R. gnavus via transmission electron microscopy. Image: Michael Henke
Changes in the gut microbiome have long been linked with Crohn’s disease and other forms of inflammatory bowel disease, but the biology behind those links has remained murky.
Researchers at Harvard Medical School and the Broad Institute of MIT and Harvard have now found that one bacterium associated with Crohn’s disease, Ruminococcus gnavus, produces a certain type of polysaccharide, or chain of sugar molecules, that triggers an immune response.
This study, published June 10 in PNAS, is one of the first to delve into the mechanisms underlying an association between a gut microbe and human disease.
“This is a distinct molecule that represents the potential link between gut microbes and an inflammatory disease,” said first author Matthew Henke, a postdoctoral fellow in the laboratory of senior author Jon Clardy at HMS.
About 2 million Americans live with an inflammatory bowel disease, including Crohn’s.
From correlation to causation
“More and more studies on the correlations between the bacteria in the microbiota and disease were coming out,” said Clardy, the Hsien Wu and Daisy Yen Wu Professor of Biological Chemistry and Molecular Pharmacology in the Blavatnik Institute at HMS. “Some were very strong, some were weak, but it was really all correlations.”
One such study, from the lab of Ramnik Xavier at HMS and the Broad, proved that during some flare-ups of Crohn’s disease, the abundance of R. gnavus can jump from less than one percent of the gut microbiota to more than 50 percent.
That experiment showed that “A is correlated with B,” said Xavier, the Kurt Isselbacher Professor of Medicine in the Field of Gastroenterology at HMS as well as chief of the gastrointestinal unit and director of the Center for the Study of Inflammatory Bowel Disease at Massachusetts General Hospital. “Now the challenge was to get to causation.”
In the new study, Xavier, Clardy, Henke and colleagues wanted to determine whether there were molecular mechanisms by which R. gnavus actually contributes to Crohn’s flare-ups.
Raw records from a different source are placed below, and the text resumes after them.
PR #3719, opened 2020-11-25
CA-Chart - Mark Cluster-Autoscaler-Chart as Deprecated

gjtempleton:
**There will be a follow-up PR to remove these files as only one release marked as deprecated is required.**

This diff looks very big, however this is due to copying back in the files for the `cluster-autoscaler-chart` Helm chart as it was pre the renaming to `cluster-autoscaler` performed by #3679 .

The actual changes performed by this PR to the last previous release of the `cluster-autoscaler-chart` chart marked by https://github.com/kubernetes/autoscaler/tree/cluster-autoscaler-chart-1.1.1 can be seen by running 

```bash
git diff cluster-autoscaler-chart-1.1.1 charts/cluster-autoscaler-chart/

diff --git a/charts/cluster-autoscaler-chart/Chart.yaml b/charts/cluster-autoscaler-chart/Chart.yaml
index 4f86dcc4d..b288ae4a8 100644
--- a/charts/cluster-autoscaler-chart/Chart.yaml
+++ b/charts/cluster-autoscaler-chart/Chart.yaml
@@ -17,4 +17,5 @@ name: cluster-autoscaler-chart
 sources:
 type: application
-version: 1.1.1
+version: 2.0.0
+deprecated: true
diff --git a/charts/cluster-autoscaler-chart/README.md b/charts/cluster-autoscaler-chart/README.md
...
```
The changes to the readme are expected as pre-commit hooks are now enforced and have regenerated the readme from the template.

Performs a major version bump of cluster-autoscaler-chart to mark it as deprecated
in favour of `cluster-autoscaler` chart

This is required to hide the deprecated old version of the chart from the artifact hub UI, as currently users are shown both the old and new charts: https://artifacthub.io/packages/search?page=1&ts_query_web=cluster-autoscaler

Marking the chart as deprecated in the `Chart.yaml` will hide all releases of the old chart version from the UI. Performs a major version bump of the old version of the chart to 2.0.0 to mark the deprecation.

### DIFF
--- a/charts/cluster-autoscaler-chart/.helmignore
+++ b/charts/cluster-autoscaler-chart/.helmignore
@@ -1,0 +1,23 @@
+# Patterns to ignore when building packages.
+# This supports shell glob matching, relative path matching, and
+# negation (prefixed with !). Only one pattern per line.
+.DS_Store
+# Common VCS dirs
+.git/
+.gitignore
+.bzr/
+.bzrignore
+.hg/
+.hgignore
+.svn/
+# Common backup files
+*.swp
+*.bak
+*.tmp
+*.orig
+*~
+# Various IDEs
+.project
+.idea/
+*.tmproj
+.vscode/
--- a/charts/cluster-autoscaler-chart/Chart.yaml
+++ b/charts/cluster-autoscaler-chart/Chart.yaml
@@ -1,0 +1,21 @@
+apiVersion: v2
+appVersion: 1.18.1
+description: Scales Kubernetes worker nodes within autoscaling groups.
+engine: gotpl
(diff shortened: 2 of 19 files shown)


mwielgus:
Is this still needed/worked on?

gjtempleton:
Yep, had some discussions and the preference is for the option that makes this PR look rather messy unfortunately. I've updated the PR description to include instructions for seeing the changes from the last release of the chart as it used to be named here, the only meaningful changes being to bump the major version and mark the chart as deprecated.

mwielgus (approved):
/lgtm
/approve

After growingcolonies of R. gnavus in the laboratory, the team characterized all of the molecules produced by the bacteria to see if any were pro-inflammatory.
One polysaccharide comprised mainly of rhamnose, a sugar not familiar to the human immune system, antagonized the immune system by activating the cytokine TNF-α.
Using a variety of techniques borrowed from chemistry, Henke determined that the polysaccharide was made of two different sugars: chains of glucose protruding from a spine made of rhamnose.
After uncovering the structure, they searched the genome of R. gnavus and identified the genes responsible for making the polysaccharide.
Future experiments will study if these genes are overexpressed before a flare-up of Crohn’s.
“If we can track a single patient and see that the genes for this polysaccharide become expressed before disease symptoms get worse, that's really powerful,” said Henke. “That would suggest that maybe the polysaccharide is contributing to disease flares.”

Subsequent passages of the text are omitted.